A Muralha que o Satélite Já Viu

A peça central da teoria é a “muralha de gelo” - a Antártida como um anel que separa o mundo conhecido de continentes ocultos sete a doze vezes maiores. É uma imagem poderosa, que apela ao nosso instinto de exploradores e ao desejo de que haja sempre algo mais para descobrir.

Mas, tal como aconteceu com a expedição de Ritscher, a realidade insiste em impor-se.

O Landsat Image Mosaic of Antarctica (LIMA), da NASA, oferece uma visão do continente em alta resolução. Qualquer pessoa com acesso à internet pode observar a Antártida a partir do espaço. O que se vê é um continente, não uma muralha. Uma massa de terra com fiordes, montanhas e plataformas de gelo, mas não uma barreira circular perfeita a esconder reinos secretos.

A teoria, aliás, colapsa sob o peso da sua própria lógica: se existissem terras sete vezes maiores que o mundo conhecido, a gravidade, a rotação do planeta e as órbitas dos satélites seriam radicalmente diferentes do que observamos diariamente. A física não é uma teoria da conspiração; é a linguagem que o universo usa para ser coerente.

O Tratado que Não Esconde Nada

Os defensores destas teorias apontam frequentemente para o Tratado da Antártida, assinado em 1959, como prova de um grande encobrimento. A proibição de exploração mineral até 2048 e a designação do continente como reserva científica são apresentadas como evidência de que algo está a ser escondido.

Mas o que o tratado realmente revela é o oposto: é um acordo de cooperação internacional que estabelece a liberdade de investigação científica. Os 12 signatários originais, incluindo os Estados Unidos e a União Soviética no auge da Guerra Fria, conseguiram concordar que a Antártida seria um território de ciência, não de conflito. Longe de ser um instrumento de ocultação, o tratado é um monumento à possibilidade de colaboração humana para além das divisões geopolíticas.

O Apelo do Mistério

Se os factos são tão claros, porque é que estas narrativas persistem? Porque 7% dos brasileiros, segundo uma pesquisa do Datafolha, acreditam que a Terra é plana?

A resposta é mais inquietante do que qualquer teoria de conspiração: preferimos o mistério à verdade porque o mistério nos faz sentir especiais.

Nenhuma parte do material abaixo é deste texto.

PR #8, opened 2020-12-14
Made tests check against theoretical probability, added variety of tests

kennyzzhang:


test/sketch_test.cpp
```diff
@@ -71,8 +71,20 @@ TEST(SketchTestSuite, GIVENonlyIndexZeroUpdatedTHENitWorks) {
  * Make sure sketch sampling works
  */
 void test_sketch_sample(unsigned long num_sketches,
-    unsigned long vec_size, unsigned long num_updates,
-    double max_sample_fail_prob, double max_bucket_fail_prob) {
+    unsigned long vec_size, unsigned long num_updates) {
+  /* We expect the all bucket failure probability to be 1/(n^c)
+   * Currently c is hardcoded to 1
+   */
+  double max_bucket_fail_prob = 1./vec_size;
```
Victor-C-Zhang, line 78: Can you declare a `c` variable somewhere in the codebase and pull that here? That way, we hardcode `c` once, and changing that value will automatically update `sketch.cpp` and all of these tests that rely on `c`.

test/sketch_test.cpp
```diff
@@ -109,27 +121,47 @@ void test_sketch_sample(unsigned long num_sketches,
...
  * Make sure sketch addition works
  */
 void test_sketch_addition(unsigned long num_sketches,
-    unsigned long vec_size, unsigned long num_updates,
-    double max_sample_fail_prob, double max_bucket_fail_prob) {
+    unsigned long vec_size, unsigned long num_updates) {
+  /* We expect the all bucket failure probability to be 1/(n^c)
+   * Currently c is hardcoded to 1
+   */
+  double max_bucket_fail_prob = 1./vec_size;
```
Victor-C-Zhang, line 155: use `c` here as well

PR #9, opened 2020-12-22
Trim bucket

Victor-C-Zhang:
Trim buckets to only include fields a,b,c.
Created separate extended implementation using custom `int127` type built on top of `boost::multiprecision::uint128_t` to handle signed integer computations. Modified CI workflows to run tests against both native and extended implementations.


include/prime_generator.h
```diff
@@ -1,28 +1,40 @@
 #pragma once
```
Abi1024, line 1: I've noticed you switched from the AKS primality test to the naive square root test. I would guess that this is to accommodate the extended integer types. Is that correct? If so, I think that's alright if we are generating one prime per sketch, and don't have too many sketches. Ultimately, the ideal solution here would be to use a version of AKS that does support extended types.

include/sketch.h
```diff
@@ -13,10 +19,12 @@ using namespace std;
 class Sketch {
   const long seed;
   const uint64_t n;
-  std::vector<Bucket> buckets;
-  const long long int random_prime;
+  std::vector<Bucket_Boruvka> buckets;
+  const uint128_t large_prime;
   bool already_quered = false;
 
+  FRIEND_TEST(SketchTestSuite, TestExceptions);
```
Abi1024, line 26: I'm still new to gtest, so I assume this is a gtest construct that links this code to the testing suite?

l0_sampling/sketch.cpp
```diff
@@ -1,52 +1,68 @@
...
+      XXH64_hash_t bucket_seed = XXH64(&bucket_id, sizeof(bucket_id), seed);
+      int128_t r = 2 +  bucket_seed % (large_prime - 3);
+      if (buckets[bucket_id].contains(update.index+1, bucket_seed, 1 << j)){
+        buckets[bucket_id].a += update.delta;
+        buckets[bucket_id].b += update.delta*(update.index+1); // deals with updates whose indices are 0
+        buckets[bucket_id].c = static_cast<uint128_t>(
+              (static_cast<int128_t>(buckets[bucket_id].c)
+              + static_cast<int128_t>(large_prime)
+              + (update.delta*PrimeGenerator::power(r,(uint128_t) update
+              .index+1, large_prime) % static_cast<int128_t>(large_prime)))
```
Abi1024, line 31: Just to make sure I'm not going crazy, what is the +1 for here? I presume it is to deal with the 0 indexing issue we had before?

l0_sampling/sketch.cpp
```diff
@@ -1,52 +1,68 @@
...
+  const unsigned long long int num_guesses = guess_gen(n);
+  for (unsigned i = 0; i < num_buckets; ++i) {
+    for (unsigned j = 0; j < num_guesses; ++j) {
+      Bucket_Boruvka& b = buckets[i*num_guesses+j];
+      if (b.a != 0 || b.b != 0 || b.c != 0) {
+        all_buckets_zero = false;
+      }
+      unsigned bucket_id = i * num_guesses + j;
+      XXH64_hash_t bucket_seed = XXH64(&bucket_id, sizeof(bucket_id), seed);
+      uint128_t r = 2 + bucket_seed % (large_prime - 3);
```
Abi1024, line 55: I get that r should not be {-1,0,1}, but why we do we have (large prime - 3).

include/sketch.h
kennyzzhang: It makes a test a friend of a class. To generate a vector where all buckets fail, we need to know which indices each bucket contains, which is private.

l0_sampling/sketch.cpp
kennyzzhang: You are correct, the +1 is to deal with the 0 index issue we had before.

l0_sampling/sketch.cpp
kennyzzhang: r should not be {-1,0,1}, and since we are working with mod large_prime, r should not be {0,1,large_prime-1}.
This means we want an integer in the range [2,large_prime-2].

rand%m gives an integer in the range [0,m-1].
bucket_seed % (large_prime - 3) gives an integer in the range [0,large_prime - 4].
2 + bucket_seed % (large_prime - 3) gives an integer in the range [2,large_prime - 2], which is what we're looking for.

include/prime_generator.h
kennyzzhang: Hmm... I'm looking over our code and I don't think we ever used AKS. From what I can tell, the IsPrime function has always been the naive square root test and all the other things in aks.h/cpp (LargestPrimeFactor, Powm, Inv, CPolyMod) have never been used. The files aks.h and aks.cpp were created in commit 7ef0632aa6536df1b01afe50ae492330f21011a9, and they were using the naive primality test back then.

Victor-C-Zhang: We haven't been using AKS to do primality testing. The `IsPrime` function we'd been using is essentially a brute-force prime checker.

test/int127_test.cpp
```diff
@@ -0,0 +1,70 @@
+#include <gtest/gtest.h>
```
Abi1024, line 1: I think it's important to have comments explaining what each test does. Just a line or two should suffice.

Abi1024 (approved):
Good work on the implementations. I think having comments in the tests are very important though, so try to add those in when you get a chance.

PR #12, opened 2021-01-01
Correctness graph tests

Victor-C-Zhang:
Implements points 1 and 2 in https://github.com/Abi1024/StreamingGraphAlgo/wiki/Connected-Components-Testing#correctness-tests

**Note:** the diff isn't actually 5700 lines! Roughly 5200 of these lines comes from a sample input file in `test/res`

A ideia de que existe um conhecimento proibido, guardado por elites que nos manipulam, oferece uma explicação simples para a complexidade do mundo. A desigualdade, a guerra, a degradação ambiental, tudo pode ser atribuído a uma cabala oculta que nos mantém “atrasados e controlados”. É mais confortável acreditar que somos vítimas de uma conspiração do que aceitar a verdade mais difícil: o nosso atraso e controlo vêm de séculos de colonialismo, de interesses económicos enraizados, de sistemas educacionais falhados e da nossa própria complacência.

Os “seres” que habitariam Neuschwabenland, segundo o documento, observam-nos e aguardam o momento certo para contacto. Mas a verdade é que já estamos a ser observados - por satélites, por drones, por câmaras em cada esquina. E o contacto que ansiamos não virá de naves sob o gelo, mas do momento em que olharmos para nós mesmos com honestidade.

Para Além da Muralha

O que existe para além da muralha de gelo?

Existe o oceano profundo, que mal explorámos. Existe o espaço sideral, que começamos agora a vislumbrar. Existe a mente humana, cujos recantos permanecem em grande parte desconhecidos. Existe a física quântica, a biologia dos microbiomas profundos, a complexidade dos ecossistemas que sustentam a vida neste planeta. Existe, acima de tudo, a possibilidade de construir um mundo mais justo, não através da descoberta de continentes ocultos, mas através do reconhecimento da nossa humanidade partilhada.

A verdadeira muralha não é de gelo. É feita de ignorância, de medo e da recusa em aceitar que o mistério mais profundo não está para além do horizonte, mas dentro de nós.

Nelson Munhequete é pensador e investigador independente baseado em Chimoio, com interesse na intersecção entre ciência, filosofia e cultura popular.